How a stray mouse click choked the NYSE & cost a bank $150K - suprgeek
http://arstechnica.com/business/news/2010/01/how-a-stray-mouse-click-choked-the-nyse-cost-a-bank-150k.ars

======
pvg
The article is a bit sloppy, the filing linked at the bottom explains it much
more accurately. NYSE didn't really 'choke' but the trading of some securities
was affected. The root cause wasn't really a click or the flood of cancel
orders themselves - it sounds like if the Credit Suisse system had actually
managed to place all of its orders, the respective cancels would have been
handled as well. What happened though is that CS<->NYSE got into an endless
loop of spewing messages at each other because the CS end was simply ignoring
the NYSE system's error messages and the NYSE system had no facility to detect
a clearly abnormal rate of identical errors being generated by the same
client. Bug met inadequately robust design and the whole thing imploded.

------
1gor
A stray squirrel has once shut down NASDAQ
[http://www.nytimes.com/1987/12/10/business/stray-squirrel-
sh...](http://www.nytimes.com/1987/12/10/business/stray-squirrel-shuts-down-
nasdaq-system.html)

------
mos1
Traders are just like programmers, in that they often wish there was a 'Do
What I Mean' instruction.

If you look for duplicated orders and request confirmation, the traders get
mad that there are extra clicks keeping them from doing what they asked.

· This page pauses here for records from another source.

PR #1628, opened 2023-09-05
Draft : [EdgeTPU] Adding EdgeTPU Toolchain

rhqjatn2398:
For #1621 

This draft is to add a EdgeTPU Toolchain to compile a model using EdgeTPU Compiler in ONE-vscode.

ONE-vscode-DCO-1.0-Signed-off-by: Bumsoo Ko rhqjatn2398@naver.com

If you don't do it, the traders get mad when they make a mistake and it is
dutifully executed.

If you do it only over a certain threshold, the traders get mad when they make
a mistake that is large, but not over the threshold.

That said, I'm sure this sort of error has cost banks _far_ more than a single
$150k fine. The losses on a bad trade can easily outstrip that wrist-slap.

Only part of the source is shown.